Our idea was to make an evolving hypnotic atmosphere, like deep-sea swimming. We sampled the chords and build the track with the MC-202 as bassline. The drum sounds comes from the TR-808 that we sampled and played with the Akai S950. Drones and pads were done with U-he Diva and Madrona Labs’ Aalto, which is a great semi-modular software synthesiser. We used the D16 Fazortan on the drones and the original Ibanez FL301-DX flanger pedal on the shakers. All the tracks were processed with U-he Satin.

Triffids Love

As we are a deeply lovers of sci-fi, we wanted to make a different love song, thinking of the great movie The Day of the Triffids.

Despite the terrible behaviour of those alien vegetables, we looked for some sweet and dreamy melodies. The TR-808 was recorded once again through the Mackie CR1604 and Sherman Filterbank to create some weird artefacts. We made a frenetic hat pattern and a half-tempo kick and snare. In the end, all were compressed with the Softube FET Compressor for a more pumping beat.

The sub bass was made with the SH-1 lightly sidechained to a 4/4 ghost kick. The riff synth at beginning of the track comes from a NI Massive preset, a nice detuned brass sound that you can hear all along the track. The pad sound was done layering the EDP Wasp, the Roland MKS-70 and U-he Diva. We added to this stack also a ERS software clone of the Roland Dimension D chorus and VintageVerb. The melody line comes from the MC-202, lightly detuned with a slow LFO modulating the pitch. The echo unit for the lead was the Evans Analog Echo AE 205R. We put also some field recordings and a VHS noise tape.

Cosmic Goodbye

The track was build around a sample from the krautrock combo Cluster. It comes from the album Grosses Wasser, released in 1979.

Cluster’s music is a constant source of inspiration for us. The kick is a classic 909 with a long tuned decay for a boomy rich sound. The clap also comes from the 909 – they were both resampled and played with a lower pitch with the Akai 950. This track is pretty basic, not too much stuff inside: some FX were done with the EDP Wasp and all the rest with U-he Diva, which is our main go-to software synth. Verbs and delays come from VintageVerb and Echoboy.

Everyone Is Worth Saving

This track was the first that we made for the album. Following no rules was our direction. It was just like a breath of fresh air, no stress, only fun.

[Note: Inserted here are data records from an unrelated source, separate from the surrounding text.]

PR #125, opened 2017-05-02
Fix for Erlang/OTP 20.0

okeuday:
Avoid conflict with new floor function.

### DIFF
--- a/src/epgsql_fdatetime.erl
+++ b/src/epgsql_fdatetime.erl
@@ -107,7 +107,7 @@ now2f({MegaSecs, Secs, MicroSecs}) ->
 tmodulo(T, U) ->
     Q = case T < 0 of
         true  -> ceiling(T / U);
-        false -> floor(T / U)
+        false -> flooring(T / U)
     end,
     case Q of
         0 -> {T, Q};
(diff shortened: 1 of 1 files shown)


davidw:
Hi, could you do this one against the 'devel' branch?  We should probably then release soonish to be ready for 20.0.  It'd be kind of nice if it could optionally use the OTP version of floor, too.

okeuday:
Won't be able to get time to do that.

davidw:
@seriyps have a look?

seriyps:
@davidw looks good

davidw:
Still like to conditionally use the native floor for 20 and hacked up an ugly version of it.

```
-ifndef(OTP_RELEASE).
flooring(X) ->
    T = erlang:trunc(X),
    case (X - T) of
        N when N < 0 -> T - 1;
        N when N > 0 -> T;
        _            -> T
    end.
-else.
-ifdef(?OTP_RELEASE >= 20).
flooring(X) ->
    floor(X).
-else.
flooring(X) ->
    T = erlang:trunc(X),
    case (X - T) of
        N when N < 0 -> T - 1;
        N when N > 0 -> T;
        _            -> T
    end.
-endif.
-endif.
```

But... yuck.

seriyps:
@davidw also smth like `erlang:function_exported(erlang, crc32, 1)` but I'm not sure if it's more effective.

Kick and toms were done with the TR-808, hats and snare with a noise signal from the Korg MS-20. In the snare channel we put a Waves C1 Gate that made it shorter, a little bit inaccurate (in a good way) and organic. The bassline comes from the Roland SH-1 (our preferred monosynth). It’s a classic saw wave with random sample and hold modulation on the filter. It’s a pretty basic progression – we took inspiration from the Cluster track ‘Caramel’.

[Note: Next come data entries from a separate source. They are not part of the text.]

PR #129, opened 2017-06-19
Cancel query when timeout is reached

robertoaloi:
This is a draft for how queries could be canceled on a given timeout, something that in the current `epgsql` implementation can only be achieved via an explicit `SET statement_timeout = X`.
This change adds support for timeouts for squery, equery, execute and prepared_query.
The reason for the explicit names (i.e. `xxx_with_timeout`) is not to break backward compatibility with the existing API.
The reason for having the tests in CT format separated from the rest is that I could not get the test DB up and running (the scripts assume a specific version of Postgres installed) and I run the CT suite against a docker container, instead.
I have plans to contribute the docker container and to eventually reorganize the tests a bit better.


seriyps:
A few notes:

1. Do you think we should use gen_server's mechanism of timeouts? Probably we may implement it inside `epgsql_sock` gen_server by some custom timer and this way make it universal even for asynchronous APIs. Plus we'll get rid of this `try gen_server:call(...) catch ...`, which values because of:
2. Do you think it's safe to not flush possible gen_server's replies after all? I see there is a race-condition between `gen_server:call`'s timeout and time when `epgsql:cancel` returns. I mean by the time when `cancel` will stop postgresql process it may just return response
We may try to reproduce it by sending queries like `epgsql:execute_with_timeout("SELECT pg_sleep(0.5)", [500])` when timeout is very close to execution time. This may be even simplified if `epgsql_sock`'s mailbox is overflowed.
```
|-------|--|-----------|
^ epgsql:call
        ^gen_server's timeout
        ^send epgsql:cancel
           ^original query finishes and response sent to caller
                        ^epgsql:cancel finishes
```
3. Is it correct to "fake" error record? I.e. not to return what exactly was returned by postgresql server but construct it manualy
4. I don't remember... Is it should be possible to execute more queries through this connection after query was cancelled? Maybe we should test that connection is still usable after such timeout error by executing more queries through it?

seriyps:
Regarding 1st note you may look how timeouts are implemented in https://github.com/devinus/poolboy (plus https://github.com/devinus/poolboy/issues/21) and https://github.com/seth/pooler.
Poolboy uses gen_server's timeout while pooler implements own mechanism.
1st one is simpler and more precise, while pooler's is more reliable (no race conditions).

seriyps:
Regarding 2nd note:

```
+---------+                          +-------------+    +-------------+
| Caller  |                          | epgsql_sock |    | PostgreSQL  |
+---------+                          +-------------+    +-------------+
     |                                      |                  |
     | gen_server:call with timeout         |                  |
     |------------------------------------->|                  |
     |                                      |                  |
     |                                      | query            |
     |                                      |----------------->|
     |                                      |                  | ------------------\
     |                                      |                  |-| executing query |
     |                                      |                  | |-----------------|
     | ------------------------------\      |                  |
     |-| got gen_server:call timeout |      |                  |
     | |-----------------------------|      |                  |
     |                                      |                  | ---------------------\
     |                                      |                  |-| execution finished |
     |                                      |                  | |--------------------|
     |                                      |                  |
     | epgsl:cancel                         |                  |
     |------------------------------------->|                  |
     |                                      |                  |
     |                                      |          results |
     |                                      |<-----------------|
     |                                      |                  |
     |                                      | cancel           |
     |                                      |----------------->|
     |                                      |                  |
     |                        results (!!!) |                  |
     |<-------------------------------------|                  |
     |                                      |                  |
     |                                      |        cancel ok |
     |                                      |<-----------------|
     |                                      |                  |
     |                            cancel ok |                  |
     |<-------------------------------------|                  |
     |                                      |                  |
```

test/epgsql_SUITE.erl
```diff
@@ -0,0 +1,115 @@
...
+        , execute_timeout/1
+        , prepared_query_timeout/1
+        , squery_timeout/1
+        ]).
+
+%%%%%%%%%%%%%%%%%%%%%%%%%%%%%%%%%%%%%%%%%%%%%%%%%%%%%%%%%%%%%%%%%%%%%%%%%%%%%%%%
+%% Includes
+%%%%%%%%%%%%%%%%%%%%%%%%%%%%%%%%%%%%%%%%%%%%%%%%%%%%%%%%%%%%%%%%%%%%%%%%%%%%%%%%
+-include_lib("common_test/include/ct.hrl").
+-include_lib("stdlib/include/assert.hrl").
```
seriyps: It looks like `stdlib/include/assert.hrl` only available from Erlang 18, but our travis.yml includes even Erlang 15 currently.
AFAIK, it's ok to use `eunit/include/eunit.hrl` instead.

robertoaloi:
Thanks for the quick reply.

1. No, I don't. Consider this PR as a draft to simply start the discussion. I will check the `epgsl_sock` module to see how this could be implemented there. I think your comment was truncated, though.
2. Will look into that.
3. Probably not, but we cannot really pass the return of the `cancel`, since that's an `ok` message. We could use something like `{error, timeout}`, but that will break the existing contract, though, which is why I faked the timeout for now.
4. That's something that bother me, too. Need to investigate this.
Extra: will convert to good, old `eunit.hrl`.

seriyps:
I think notes 1 and 2 are almost about the same. If we choose a correct timeout implementation there will be no need in flushing. My note n1 wasn't truncated, it just was continued as note n2. Sorry for confusion.
I woud suggest you to look at pooler's implementation of timeout. I think it fits our needs well.
3. I guess there are no contract for `*with_timeout` functions cuttently because we don't have any of them in our APIs yet :-) also it looks like our current apis are underspecified. Error spec covers nat all cases. See for example `epgsql_sock:flush_queue/2` which may produce return smth like `{error, sock_closed}`
4. Yep. Some investigation needed. Maybe we already have smth in our tests?
Sorry, I'm in a train now and writing from my phone.

robertoaloi:
Second iteration pushed.

* The timer management has been pushed inside `epgsql_sock`
* The timer is started when the request is added to the queue, canceled when the request is removed
* The timeout response is not faked anymore, but real
* The new proposed API has been changed from `xxx_with_timeout` to `timed_xxx`
* A timed variant of the API has been added only to the synchronous API for now

Please note that I added a `command` and a `timed_command` API to `epgsql_sock`, so that `epgsql` does not have to use `gen_server:call` directly.

A few things I noticed looking at the `epgsql_sock` code.

* The `gen_server` basically implements a state machine, which makes the code a bit hairy. Any reason why a `gen_server` has been preferred to a `gen_fsm`?
* Interaction with clients and with socket could be split into multiple processes to simplify the code
* Having a global timer when we have multiple requests in the queue sounds fragile to me. On the other hand, the `backend` is global, too. It seems like `epgsql` assumes that each `epgsql_sock` server is only used by one single process...

src/epgsql_sock.erl
```diff
@@ -89,13 +91,20 @@
                 repl_feedback_required,
                 repl_cbmodule,
                 repl_cbstate,
-                repl_receiver}).
+                repl_receiver,
+                timer}).
```
seriyps: Yep, looks like single timer may be not enough. Asynchronous interfaces `epgsql{a,i}` allow request pipelining like
```
Ref1 = epgsqla:timed_equery(...),
Ref2 = epgsqla:timed_equery(...),
Ref3 = epgsqla:timed_equery(...),
Res1 = recv .. Ref1 ...,
Res2 = recv .. Ref2 ...,
Res3 = recv .. Ref3 ...,
```
Pipelining in PostgreSQL works the same way as in HTTP pipelining https://en.wikipedia.org/wiki/HTTP_pipelining

But we have a kind of dilemma there, because, AFAIK, if we have, eg, 3 pending pipelined queries and only 1st of them have timeout, if timeout on this query reached and we send `cancel`, all pending requests will generate `query_canceled`. I think this behaviour is acceptable, but should be documented.
If we have 3 pipelined requests and each of them with timeout, then we have to decide what to do: keep only 1st active timer or have 3 timers in the mode 'the one which fires earlier 1st wins'...

-------------------------------

I think for beginning we may just state that asynchronous interface with timeouts in pipelining mode have limited functionality and must be used with care and full understanding.

src/epgsql_sock.erl
```diff
@@ -140,25 +149,37 @@ handle_call({standby_status_update, FlushedLSN, AppliedLSN}, _From,
     send(State, ?COPY_DATA, epgsql_wire:encode_standby_status_update(ReceivedLSN, FlushedLSN, AppliedLSN)),
     {reply, ok, State#state{repl_last_flushed_lsn = FlushedLSN, repl_last_applied_lsn = AppliedLSN}};
 
+handle_call({timed, Command, Timeout}, From, State) ->
+  Timer = erlang:start_timer(Timeout, self(), timed_command),
```
seriyps: I think if we decide to have a single timer, it may be reasonable to check if there is already active timer and cancel it (probably with `error_logger` warning). Or check which one will fire earlier and choose it.

src/epgsql_sock.erl
```diff
@@ -140,25 +149,37 @@ handle_call({standby_status_update, FlushedLSN, AppliedLSN}, _From,
...
 handle_cast(stop, State) ->
     {stop, normal, flush_queue(State, {error, closed})};
 
-handle_cast(cancel, State = #state{backend = {Pid, Key},
-                                   sock = TimedOutSock}) ->
+handle_cast(cancel, State) ->
+  do_cancel(State),
+  {noreply, State}.
+
+do_cancel(State) ->
```
seriyps: Please, move `do_cancel` implementation somewhere below `terminate` callback. I think it's not ok to mix internal functions and gen_server's callbacks.

src/epgsql_sock.erl
seriyps: UPD: I made some investigation and found following things:

* `epgsql:cancel/1` cancels only ONE request from pipeline (which is currently running one)
* connection is still usable after cancel

```erlang
2> {ok, C} = epgsql:connect(#{host => "localhost", port => 5433, username => "wgm", password=>"wgm", database=>"wgm1"}).
{ok,<0.142.0>}
% 3 commands are put in pipeline
19> epgsqla:squery(C, <<"SELECT pg_sleep(100)">>).
#Ref<0.0.1.1136>
20> epgsqla:squery(C, <<"SELECT pg_sleep(100)">>).
#Ref<0.0.1.1141>
21> epgsqla:squery(C, <<"SELECT pg_sleep(100)">>).
#Ref<0.0.1.1146>
% cancel 1st 2 of them
22> epgsqla:cancel(C).                            
ok
23> epgsqla:cancel(C).
ok
% got 2 'query_cancelled' responses (please note references order: #Ref<0.0.1.1136> then #Ref<0.0.1.1141> then #Ref<0.0.1.1146>)
24> flush().                                      
Shell got {<0.142.0>,#Ref<0.0.1.1136>,
           {error,{error,error,<<"57014">>,query_canceled,
                         <<"canceling statement due to user request">>,
                         [{file,<<"postgres.c">>},
                          {line,<<"3003">>},
                          {routine,<<"ProcessInterrupts">>}]}}}
Shell got {<0.142.0>,#Ref<0.0.1.1141>,
           {error,{error,error,<<"57014">>,query_canceled,
                         <<"canceling statement due to user request">>,
                         [{file,<<"postgres.c">>},
                          {line,<<"3003">>},
                          {routine,<<"ProcessInterrupts">>}]}}}
ok
% cancel 3rd request
25> epgsqla:cancel(C).
ok
% got 3rd 'query cancelled'
26> flush().          
Shell got {<0.142.0>,#Ref<0.0.1.1146>,
           {error,{error,error,<<"57014">>,query_canceled,
                         <<"canceling statement due to user request">>,
                         [{file,<<"postgres.c">>},
                          {line,<<"3003">>},
                          {routine,<<"ProcessInterrupts">>}]}}}
ok
% following cancels are noops
27> epgsqla:cancel(C).
ok
28> flush().          
ok
% connection is still usable
29> epgsql:squery(C, <<"SELECT pg_sleep(1)">>).   
{ok,[{column,<<"pg_sleep">>,void,4,-1,0}],[{<<>>}]}
```

It means that if we have 2 requests in a pipeline with different timeouts:

```
epgsqla:timed_squery(C, "SELECT pg_sleep(10)", 15000)
epgsqla:timed_squery(C, "SELECT pg_sleep(10)", 1000)
```
We expect 1st one to terminate successfully but the 2nd one with error. But we'll get absolutely different result: 1st query will be cancelled by 2nd timer.

I don't see any easy solution for this, so, we, probably, may just leave your curent implementation for now, but don't forget to document this behaviour of async interface. Pipelining is not so widely used feature, but it adds a bit of headache...

src/epgsql_sock.erl
```diff
@@ -89,13 +91,20 @@
...
 %% -- client interface --
 
 start_link() ->
     gen_server:start_link(?MODULE, [], []).
 
+command(C, Command) ->
+  gen_server:call(C, Command).
+
+timed_command(C, Command, Timeout) ->
+  gen_server:call(C, {timed, Command, Timeout}).
```
seriyps: It's definitely discussible, but we may imagine situation when `epgsql_sock`'s mailbox is overflowed and this `{timed ...` message stays in a mailbox for some significant amount of time. So, when it reaches `handle_call({timed...) -> erlang:start_timer(Timeout, ...)` we may have a lot of time already passed.

As a some kind of solution we may convert relative `Timeout` to absolute time before `gen_server:call` and then convert it back on arrival inside `handle_call`. But I'm not sure if it worth it.

src/epgsql_sock.erl
```diff
@@ -89,13 +91,20 @@
...
+                repl_receiver,
+                timer}).
 
 %% -- client interface --
 
 start_link() ->
     gen_server:start_link(?MODULE, [], []).
 
+command(C, Command) ->
+  gen_server:call(C, Command).
```
seriyps: Ah, and default `Timeout` for `gen_server:call` is 5s. We should pass `infinity` here.

src/epgsql_sock.erl
seriyps: The same: `gen_server:call(C, {timed, ..}, infinity)`

seriyps:
> The gen_server basically implements a state machine, which makes the code a bit hairy. Any reason why a gen_server has been preferred to a gen_fsm?

Initialy it was. See https://github.com/wg/epgsql/blob/master/src/pgsql_connection.erl. But AFAIK, it was changed to `gen_server` when asynchronous APIs were added. @mabrek may tell more.

> Interaction with clients and with socket could be split into multiple processes to simplify the code

Initialy it was. See https://github.com/wg/epgsql/blob/master/src/pgsql_sock.erl and https://github.com/wg/epgsql/blob/master/src/pgsql_connection.erl.
I don't know the exact reason. Guess it's to avoid extra messagge passing. @mabrek may tell more.

> Having a global timer when we have multiple requests in the queue sounds fragile to me. On the other hand, the backend is global, too. It seems like epgsql assumes that each epgsql_sock server is only used by one single process...

Already answered in review comments. The only valid case for multiple requests in the queue is asynchronous API (epgsqla, epgsqli) with pipelining. But your current implementation doesn't provide asynchronous timed implementations. I think it's ok for beginning.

The piano pad was done with U-he Diva. We put Waves Real ADT on it to get a slightly detuned chorus sound. The high-pitched lead synth comes from the square wave of the Roland MC-202, played through the Echoboy (Roland Space Echo emulation) and the ERS Dim D.

Don’t do drugs

We took inspiration for this track watching an old 60s anti-drugs TV propaganda movie. We built the track thinking of it as a soundtrack for that video. It’s a weird track. It seems, in the beginning, to be in 3/4 time because of the ghost hats and the cowbell but, in fact, it’s classic 4/4.

The kick was done, once again, with the 808, the hats triggering the noise signal of the SH-1. The ghost drum pattern comes from a sample library, as does the bassline. The pads and the arpeggio were done with U-he Diva, the lead with a free ensemble of NI Reaktor. We looked to get an overall ‘stoned’ sound, so there’s a lot of detuned stuff, chorus and big space reverbs.

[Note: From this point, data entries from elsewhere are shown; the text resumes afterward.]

PR #130, opened 2017-06-21
Rebar3

egobrain:
Here is backport of some features from my custom driver fork.
I think that they are really useful.
- All test are moved to common_tests (eunits are not suitable for the purpose for which they are currently used)
- Droped all custom scripts like start/stop db, because ct start clean postgres database manually on each run.
- Implicit .travis.yml (to use it in custom forks)
- Fixed dialyzer warnings on erlang > r19
- Droped support of R15B03 (master branch already doesn't build)


seriyps:
Bravo! :+1: 

Is it possible to tweak CT console output such way that one can understand which API interface used now (epgsql, epgslqi, epgsqla)?
For example here https://travis-ci.org/epgsql/epgsql/jobs/245562178#L328 we have (almost) each test case executed 3 times, but can't understand which interface used when.

egobrain:
@seriyps i've created [PR](https://github.com/ferd/cth_readable/pull/14) to cth_readable to fix this issue

seriyps:
@egobrain ah, ok. I just wonder if it's possible to do just on epgsql's side. But it looks like we can't control this. Ok, not a major problem.

I think it would be nice to mention in a README that it's possible to run tests on exact postgres version by changing $PATH like

```
PATH=$PATH:/usr/lib/postgresql/9.5/bin/ make test
```

Please, add this and if nobody else has any notes, I'm ready to merge.

egobrain:
@seriyps Fixed. Review please

seriyps:
Thanks! Great work!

This track was not written for the album. Some time ago we were asked to make ‘housey’ stuff for a various artists 12 inch, so we made something very basic: a shuffle house pattern made wth D-16 Drumazon, a GForce Minimonsta jazzy bassline, a glossy pad from U-he Diva and an old-school vocal sample. We went for a lo-fi mix. The drums were processed with OhmForce Omicide and the other tracks with U-he Satin. In the end we love how it sounds and decided to put it in the album as a bonus track.